Un cartello di protesta contro l’uccisione di un contadino musulmano di 52 anni, Mohammad Akhlaq, accusato di aver mangiato carne di manzo, New Delhi, India, 2 ottobre 2015 (AP Photo/Altaf Qadri, File)

Negli ultimi dieci anni, diversi stati guidati dal BJP hanno cercato di adottare misure per limitare il consumo di carne e punire chi non rispetta le mucche: chiusura delle macellerie in determinati giorni della settimana, aumento delle pene detentive per la macellazione del bestiame, divieto di vendita di prodotti alimentari non vegetariani entro i 100 metri da scuole e templi indù. La maggior parte di queste misure sono state annullate dai tribunali. A livello regionale esiste però una trentina di leggi sul tema tuttora in vigore: nel Gujarat (stato di cui è originario Modi), per esempio, è stato approvato un emendamento che punisce con l’ergastolo il reato di macellazione e trasporto di mucche. Una delle conseguenze di questa legge è che esistono quasi 5 milioni di bovini randagi, che sono stati abbandonati dagli allevatori e che distruggono i raccolti, bloccano le strade e creano incidenti.

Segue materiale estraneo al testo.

PR #225, opened 2016-01-28
Avoid excessive database traffic when doing pull replications

tomblench:
Remove calls like `getAllRevisionsOfDocumentInQueue` and
`getDocumentInQueue` which incur an un-necessarily large overhead by
retrieving more data than is needed (especially document bodies) and
building temporary objects which contain large amounts of data which
are never used.

Instead we make direct SQL lookups on the data needed which is quicker
and also makes the code more compact.

reviewer @rhyshort

### DIFF
--- a/cloudant-sync-datastore-core/src/main/java/com/cloudant/sync/datastore/BasicDatastore.java
+++ b/cloudant-sync-datastore-core/src/main/java/com/cloudant/sync/datastore/BasicDatastore.java
@@ -28,6 +28,7 @@ import com.cloudant.sync.datastore.migrations.MigrateDatabase6To100;
 import com.cloudant.sync.notifications.DatabaseClosed;
 import com.cloudant.sync.notifications.DocumentCreated;
 import com.cloudant.sync.notifications.DocumentDeleted;
+import com.cloudant.sync.notifications.DocumentModified;
 import com.cloudant.sync.notifications.DocumentUpdated;
 import com.cloudant.sync.sqlite.ContentValues;
 import com.cloudant.sync.sqlite.Cursor;
@@ -58,6 +59,7 @@ import java.util.Collections;
 import java.util.Comparator;
 import java.util.HashMap;
 import java.util.Iterator;
+import java.util.LinkedList;
 import java.util.List;
 import java.util.Map;
 import java.util.concurrent.ExecutionException;
@@ -72,16 +74,43 @@ class BasicDatastore implements Datastore, DatastoreExtended {
 
     private static final String FULL_DOCUMENT_COLS = "docs.docid, docs.doc_id, revid, sequence, json, current, deleted, parent";
 
+    private static final String GET_DOC_NUMERIC_ID =
+            "SELECT doc_id from docs WHERE docid=?";
+
+    // get all document columns for current ("winning") revision of a given doc id
     private static final String GET_DOCUMENT_CURRENT_REVISION =
             "SELECT " + FULL_DOCUMENT_COLS + " FROM revs, docs WHERE docs.docid=? AND revs.doc_id=docs.doc_id " +
                     "AND current=1 ORDER BY revid DESC LIMIT 1";
 
+    // get sequence number for current ("winning") revision of a given doc id
+    private static final String GET_SEQUENCE_CURRENT_REVISION =
+            "SELECT revs.sequence FROM revs, docs WHERE docs.docid=? AND revs.doc_id=docs.doc_id " +
+                    "AND current=1 ORDER BY revid DESC LIMIT 1";
+
+    // get all document columns for a given revision and doc id
     private static final String GET_DOCUMENT_GIVEN_REVISION =
             "SELECT " + FULL_DOCUMENT_COLS + " FROM revs, docs WHERE docs.docid=? AND revs.doc_id=docs.doc_id " +
                     "AND revid=? LIMIT 1";
 
+    // get sequence number for a given revision and doc id
+    private static final String GET_SEQUENCE_GIVEN_REVISION =
+            "SELECT revs.sequence FROM revs, docs WHERE docs.docid=? AND revs.doc_id=docs.doc_id " +
+                    "AND revid=? LIMIT 1";
+
     public static final String SQL_CHANGE_IDS_SINCE_LIMIT = "SELECT doc_id, max(sequence) FROM revs " +
             "WHERE sequence > ? AND sequence <= ? GROUP BY doc_id ";
+
+    // get all non-deleted leaf rev ids for a given doc id
+    public static final String GET_NON_DELETED_LEAFS = "SELECT revs.revid FROM revs " +
+            "WHERE revs.doc_id = ? " +
+            "AND revs.deleted = 0 AND revs.sequence NOT IN " +
+            "(SELECT DISTINCT parent FROM revs WHERE parent NOT NULL) ";
+
+    // get all leaf rev ids for a given doc id
+    public static final String GET_ALL_LEAFS = "SELECT revs.revid FROM revs " +
+            "WHERE revs.doc_id = ? " +
+            "AND revs.sequence NOT IN " +
+            "(SELECT DISTINCT parent FROM revs WHERE parent NOT NULL) ";
 
     // Limit of parameters (placeholders) one query can have.
     // SQLite has limit on the number of placeholders on a single query, default 999.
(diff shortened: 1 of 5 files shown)


rhyshort:
+1

cloudant-sync-datastore-core/src/main/java/com/cloudant/sync/datastore/BasicDatastore.java
```diff
@@ -934,138 +987,137 @@ public String call(SQLDatabase db) throws Exception {
...
-                        logger.log(Level.FINER, "Inserted revision: %s", rev);
-                        if (documentCreated != null) {
-                            return documentCreated;
-                        } else if (documentUpdated != null) {
-                            return documentUpdated;
+                        }
+                        if (ok) {
+                            logger.log(Level.FINER, "Inserted revision: %s", item.rev);
+                            if (documentCreated != null) {
+                                eventBus.post(documentCreated);
```
rhyshort: I don't think we should post event's here. Since the create/update hasn't been officially finished yet, and in theory the whole thing can be reverted if `eventBus.post` throws an runtime exception. I also wonder what the effect this will have on user's code, because they could potentially inadvertently slow replication if they do some kind of work on the thread that calls it, which would block the db queue.

tomblench: Fair point. I couldn't remember if event post/notification was async or not. We can just collect the events up in a list and post them at the end in a similar manner to how it used to be done.

cloudant-sync-datastore-core/src/main/java/com/cloudant/sync/datastore/BasicDatastore.java
```diff
@@ -1275,29 +1293,59 @@ private void pickWinnerOfConflicts(SQLDatabase db, BasicDocumentRevision previou
          */
 
         // first get all non-deleted leafs
-        List<BasicDocumentRevision> leafs = objectTree.leafRevisions(true);
+        List<String> leafs = new ArrayList<String>();
+        String sql = "SELECT revs.revid FROM revs " +
```
rhyshort: This should be a static constant as per the other SQL queries.

cloudant-sync-datastore-core/src/main/java/com/cloudant/sync/datastore/BasicDatastore.java
```diff
@@ -1275,29 +1293,59 @@ private void pickWinnerOfConflicts(SQLDatabase db, BasicDocumentRevision previou
...
+        } catch (SQLException sqe) {
+            throw new DatastoreException("Exception thrown whilst trying to fetch non-deleted leaf nodes in pickWinnerOfConflicts", sqe);
+        }
+
+        // this is a corner case - all leaf nodes are deleted
+        // re-get with the same query but without the revs.delete clause
         if (leafs.size() == 0) {
-            // all deleted, apply the normal rules to all the leafs
-            leafs = objectTree.leafRevisions();
+            sql = "SELECT revs.revid FROM revs " +
```
rhyshort: This should be a static constant like the other SQL statements

cloudant-sync-datastore-core/src/main/java/com/cloudant/sync/replication/DatastoreWrapper.java
```diff
@@ -88,6 +90,25 @@ private String getCheckpointDocumentId(String replicatorIdentifier) {
...
+                itemsToInsert.add(new ForceInsertItem(doc, revisions, attachments, batch.attachments, pullAttachmentsInline));
+
+            }
+        }
+        dbCore.forceInsert(itemsToInsert);
+
+    }
+
+
     public void bulkInsert(DocumentRevsList documentRevsList, Map<String[],List<PreparedAttachment>> preparedAttachments, boolean pullAttachmentsInline) throws DocumentException  {
```
rhyshort: Has this method been replaced by `bulkInsert(List<BasicPullStrategy.BatchItem> batches, boolean pullAttachmentsInline) throws DocumentException`?

cloudant-sync-datastore-core/src/main/java/com/cloudant/sync/datastore/BasicDatastore.java
rhyshort: I think that would be the best way to do it :)

cloudant-sync-datastore-core/src/main/java/com/cloudant/sync/replication/DatastoreWrapper.java
tomblench: @rhyshort see https://github.com/cloudant/sync-android/pull/225/files#diff-170cf9606b2e074fdecdaff315d5c28bR996 - this was done for backwards compatibility but I don't think anyone will ever call it. Do you think I should just remove it?

rhyshort: I would yes, it's inefficient, we aren't tied to the API yet, the only thing that might be a problem is the usage of @snowch's p2p lib

rhyshort:
+1 :+1:

cloudant-sync-datastore-core/src/main/java/com/cloudant/sync/datastore/BasicDatastore.java
```diff
@@ -1275,29 +1318,49 @@ private void pickWinnerOfConflicts(SQLDatabase db, BasicDocumentRevision previou
          */
 
         // first get all non-deleted leafs
-        List<BasicDocumentRevision> leafs = objectTree.leafRevisions(true);
+        List<String> leafs = new ArrayList<String>();
+        try {
+            Cursor cursor = db.rawQuery(GET_NON_DELETED_LEAFS, new String[]{Long.toString(docNumericId)});
```
brynh: This `Cursor` should be closed in a `finally` block.

cloudant-sync-datastore-core/src/main/java/com/cloudant/sync/datastore/BasicDatastore.java
```diff
@@ -1275,29 +1318,49 @@ private void pickWinnerOfConflicts(SQLDatabase db, BasicDocumentRevision previou
...
+            throw new DatastoreException("Exception thrown whilst trying to fetch non-deleted leaf nodes in pickWinnerOfConflicts", sqe);
+        }
+
+        // this is a corner case - all leaf nodes are deleted
+        // re-get with the same query but without the revs.delete clause
         if (leafs.size() == 0) {
-            // all deleted, apply the normal rules to all the leafs
-            leafs = objectTree.leafRevisions();
+            try {
+                Cursor cursor = db.rawQuery(GET_ALL_LEAFS, new String[]{Long.toString(docNumericId)});
```
brynh: This `Cursor` should be closed in a `finally` block.

cloudant-sync-datastore-core/src/main/java/com/cloudant/sync/datastore/ForceInsertItem.java
```diff
@@ -0,0 +1,25 @@
+package com.cloudant.sync.datastore;
```
brynh: This file should probably have a standard copyright header comment block.

cloudant-sync-datastore-core/src/main/java/com/cloudant/sync/replication/DatastoreWrapper.java
```diff
@@ -88,6 +90,25 @@ private String getCheckpointDocumentId(String replicatorIdentifier) {
         return "_local/" + replicatorIdentifier;
     }
 
+    public void bulkInsert(List<BasicPullStrategy.BatchItem> batches, boolean pullAttachmentsInline) throws DocumentException  {
+        List<ForceInsertItem> itemsToInsert = new ArrayList<ForceInsertItem>();
+        for (BasicPullStrategy.BatchItem batch : batches) {
```
brynh: Minor point as I doubt this `ArrayList` will ever be huge enough to make a massive performance difference, but as this is a performance PR I'll mention it anyway - traditional `for` loops are more efficient than enhanced `for` loops for `ArrayList` (but not for most other collections), so it _might_ be worth giving it a try to see what difference it makes.  See:
http://developer.android.com/training/articles/perf-tips.html#Loops

brynh:
+1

Solo tre giorni dopo l’omicidio di Aryan Mishra un lavoratore musulmano di 26 anni, Sabir Malik, è stato picchiato a morte da un gruppo di uomini a Charkhi Dadri, una città nell’Haryana (uno stato nel nord dell’India), perché sospettato di aver consumato della carne di manzo. Quando al primo ministro dell’Haryana, Nayab Singh Saini (del BJP) è stato chiesto un commento sull’omicidio, lui ha risposto: «Chi può fermarli?». Dopodiché ha incolpato la vittima di aver presumibilmente violato le leggi sulla protezione delle mucche.

Secondo diversi giornalisti e analisti della politica indiana attraverso queste prese di posizione il BJP – indebolito in parlamento dal risultato delle elezioni dello scorso giugno e in vista delle prossime elezioni in alcuni stati chiave, tra cui quelli dove si sono verificate le ultime aggressioni – sta cercando di rafforzare la propria base elettorale. Le azioni dei “protettori delle mucche” avrebbero dunque un duplice scopo: consentono al governo di minimizzare questi casi poiché il governo non è direttamente coinvolto e, allo stesso tempo, alimentano la narrazione anti-musulmana per galvanizzare i propri elettori.